She sat and stared out over the black sea, lighted fitfully by the distant lightning. There, she pronounced sentence upon him—and herself. There was no place for him in her world. He should feel her disdain—he should suffer for his presumption. Presumption? In what way had he offended? She put her hands to her eyes but her lips smiled—smiled with the memory of the kiss she had returned!
"What a fool! What a fool I am," she cried aloud, springing up resolutely. "I must forget. I told him I couldn't, but I—I can." Half way across the room she stopped, her hands clenched fiercely. "If—if Karl were only such as he!" she moaned.
She went to her dressing table and resolutely unlocked one of the drawers, as one would open a case in which the most precious of treasures was kept. A cautious, involuntary glance over her shoulder, and then she ran her hand into the bottom of the drawer.

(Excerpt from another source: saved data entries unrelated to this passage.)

PR #2590, opened 2020-04-29
Closes #2478 Preload fetches wrong WPML Urls

### LINKED ISSUE #2478: Preload fetches wrong WPML URLs when cache expires
**Describe the bug**
When WPML is being used in subdirectories, we're not able to preload language URLs after the cache expiration.

That's because we're passing URL with a double slash here:
https://github.com/wp-media/wp-rocket/blob/9b175725a5c568f27808875c041fc67cba264ae7/inc/Engine/Preload/PartialPreloadSubscriber.php#L149

`$data['home_path']` value: `/home/domain/public_html/wp-content/cache/wp-rocket/domain.com/da`

`$data['home_url']` value: `https://domain.com/da/`

`$file_path` value: `/home/domain/public_html/wp-content/cache/wp-rocket/domain.com/da/store/path-to-file/`

After `str_replace`:
`https://domain.com/da//store/path-to-file/`

**To Reproduce**
1. Use WPML subdirectory environment
2. Make sure that the subdirectory, language content is cached, preload is turned on, cache lifespan is set to the low value, so we don't have to wait
3. The cache should be purged but not preloaded

**Expected behavior**
The cache should be preloaded correctly. A possible solution is to make sure there are no double slashes in the URL.

Related ticket:
https://secure.helpscout.net/conversation/1107833503/151289?folderId=2415573

**Backlog Grooming**
- [x] Reproduce the problem
- [x] Identify the root cause
- [x] Scope a solution
- [x] Estimate the effort

crystinutzaa:
**Reproduce the issue** ✅ 
Reproduced on mega website.

**Identify the root cause** ✅ 
The root cause is related to `$data['home_path']` which has the missing / at the end, so the str_replace() will have double // .
`home_path` trims the `/` in here:
https://github.com/wp-media/wp-rocket/blob/0bdcd1d0f9897541af2b589731d04af166ba1504/inc/classes/Cache/class-expired-cache-purge.php#L117-L118

**Scope a solution** ✅ 
The solution is to add back the '/' in `home_path` if the permalink_structure has the trailing slash:
```
$file_path = untrailingslashit( $file_path );
$data['home_path'] = untrailingslashit( $data['home_path'] );
if ( '/' === substr( get_option( 'permalink_structure' ), -1 ) ) {
		$file_path .= '/';
		$data['home_path'] .= '/';
}
```

**Estimate the effort** ✅ 
Effort [S] - All the effort should go in writing Unit & Integration tests for `preload_after_automatic_cache_purge()` function

**To Do**
- [x] Unit tests for `preload_after_automatic_cache_purge()` function
- [x] Integration tests for `preload_after_automatic_cache_purge()` function
- [x] QA

### DIFF
--- a/tests/Integration/inc/Engine/Preload/PartialPreloadSubscriber/preloadAfterAutomaticCachePurge.php
+++ b/tests/Integration/inc/Engine/Preload/PartialPreloadSubscriber/preloadAfterAutomaticCachePurge.php
@@ -29,8 +29,8 @@ class Test_PreloadAfterAutomaticCachePurge extends TestCase {
 		parent::tearDown();
 
 		$this->subscriber = null;
-		$this->property->setAccessible( false );
 		$this->property->setValue( $this->subscriber, [] );
+		$this->property->setAccessible( false );
 	}
 
 	/**
--- a/tests/Integration/inc/Engine/Preload/PartialPreloadSubscriber/preloadAfterAutomaticCachePurge.php
+++ b/tests/Integration/inc/Engine/Preload/PartialPreloadSubscriber/preloadAfterAutomaticCachePurge.php
@@ -30,6 +30,9 @@ class Test_PreloadAfterAutomaticCachePurge extends TestCase {
 
 		$this->property->setValue( $this->subscriber, [] );
 		$this->property->setAccessible( false );
+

"It was so silly of me," she muttered. "I shall not keep them for him." The drawer was partly filled with cigarettes. She took one from among the rest and placed its tip in her red lips, a reckless light in her eyes. A match was struck and then her hand seemed to be in the clutch of some invisible force. The light flickered and died in her fingers. A blush suffused her face, her eyes, her neck. Then with a guilty, shamed, tender smile she dropped the cigarette into the drawer. She turned the key.
"No," she said to herself, "I told him that I was keeping them for him."